We used to believe the world was rich in pure, unpopulated silences and emptinesses: that the electron was a pea whizzing around a giant echoing barn and the universe a wasteland of vacant space, lightly peppered at vast intervals by stars. But now we know that the atom is smeared full with the blur of electron clouds; that our DNA is bristling with a million macros, working, working; that our bodies are a safari park where a trillion trillion tiny animals play and prey; that the very energy that fuels us is borrowed from symbionts nestled deep inside our cells; that space itself is bulgingly heavy with dark matter; that, as Sally Potter puts it, [begin italics] there is no such thing as no, there’s only yes. [end italics] There is no purity. Everything is swarming, teeming, crowded, crammed, overrun.

If we were pure, we would be a race of Borg-like clones, a giant ant heap, an army of fatherless virgin Athenae. But instead recombination, reshuffling, mixing, mingling, confusing of chromosomes, a game of genetic musical chairs is repeated at every mitosis. And this messy, random ceilidh, this cat’s cradle of couple swapping, is what keeps us healthy, it’s why we are a sexual species, it’s what keeps us viable and alive.

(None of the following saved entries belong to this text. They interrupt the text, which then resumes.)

PR #1558, opened 2020-07-24
JSUI-3028 Stop escaping strings added in the result URI that is used as href

ThibodeauJF:
The original XSS issue is here: https://coveord.atlassian.net/browse/JSUI-2962
The bug is not reproduced because the displayed resultUri is still escaped. We could be more precise and escape if there are still concerns with leaving stuff like <> unescaped in the href
https://coveord.atlassian.net/browse/JSUI-3028

### DIFF
--- a/src/ui/ResultLink/ResultLink.ts
+++ b/src/ui/ResultLink/ResultLink.ts
@@ -472,11 +472,11 @@ export class ResultLink extends Component {
   );
 
   private filterProtocol(uri: string) {
-    if (/^javascript:/i.test(uri)) {
-      return '';
+    if (/^(https?|ftp|file|mailto|tel):/i.test(uri)) {
+      return uri;
     }
 
-    return uri;
+    return '';
   }
 
   private getResultUri(): string {
--- a/src/ui/ResultLink/ResultLink.ts
+++ b/src/ui/ResultLink/ResultLink.ts
@@ -492,7 +492,7 @@ export class ResultLink extends Component {
       return this.filterProtocol(Utils.getFieldValue(this.result, <string>this.options.field));
     }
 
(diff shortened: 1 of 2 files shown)


src/ui/ResultLink/ResultLink.ts
```diff
@@ -492,7 +492,7 @@ export class ResultLink extends Component {
       return this.filterProtocol(Utils.getFieldValue(this.result, <string>this.options.field));
     }
 
-    return this.filterProtocol(this.escapedClickUri);
+    return this.filterProtocol(this.result.clickUri);
```
samisayegh, line 495: I think using an unescaped uri as the `href` attribute value is okay in this case because we are filtering the `javascript` protocol. I found this post describing a vulnerability if we were not doing that: https://security.stackexchange.com/questions/11985/will-javascript-be-executed-which-is-in-an-href

I will ask Kevin Lagace to take a look at this PR, maybe he knows of other ways to exploit this, but I _think_ we are good.

ThibodeauJF: Good!
Yes the JS protocol was another Hackerone find that came up after

klagace-coveo: At first sight, I think the `filterProtocol` validation could be bypassed using techniques demonstrated [here](https://github.com/swisskyrepo/PayloadsAllTheThings/tree/master/XSS%20Injection#xss-in-wrappers-javascript-and-data-uri), but I didn't test it.
Also, after some validations, it seems that you don't need to escape/encode this URI since the browser will take care of it. If you want, you can test it [here](https://www.w3schools.com/code/tryit.asp?filename=GH3QFYO35TA7).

I feel that lately there has been such emphasis placed on the fictions of boundaries and dividing lines and clear separations: you white man here and black man there; you Indian here and Pakistani there; you Hindu here and Buddhist there. And the borders are militarised, policed, you cannot cross without your documents, without your proof of identity. And all is mapped out in castes and ethnicities and –stans, in sects and political groups. And to claim the identity you must conform to a standard, fit an expectation. In this narcissistic world of small differences, heretics are more hated than infidels.

And now I live in a land whose culture is famous for its rootlessness, its homesickness. “There’s no such thing as Argentines and foreigners,” a friend said the other day. “We Argentines are foreigners.” In the young nation, when tango developed, more than half of the city’s inhabitants were not native born. And the tango reflects that, a longing for a past already lost, a past that belonged not to the porteños themselves, but to their parents and grandparents back in southern Italy and Spain and the Jewish ghettos of Russia, a past longed for but not recovered, dissolved into the melting pot of the city, but still retaining its savour, like a spice adding its distinctive note to a stew. It’s a quadruple nostalgia, layers upon layers of loss: the tango singers relate the story of the immigrant child far from the old country, the childhood past and gone, the innocent first love, like my Bengali boy lost forever, and, as we listen to the singer, we evoke, with nostalgic melancholy, a golden age of tango, a golden age which was itself nostalgic, regretting its own lost idylls. And, returning full circle, we foreigners are exiles once again, pilgrims to the misnamed silverless silver land at the bottom of the world, to this young country of cows and oil, once one of the world’s richest and now in mourning for its more glorious past.

We are all mixed race, my friends. We are all messy hybridizations, misceginations, mongrelizations. We are all mutants, the products of random, promiscuous minglings. That is the nature of life. To purify is to sterilise, to kill. Our pasts, our heritages are never our own. They are always borrowed from others, from those who went before. We all have hyphenated identities. And all countries, ethnicities, skin tones, races are fantasies, arbitrary boundaries, Partitions of the imagination. We are all mongrels, my friends. And mongrels, as every doglover knows, are the best dogs of all.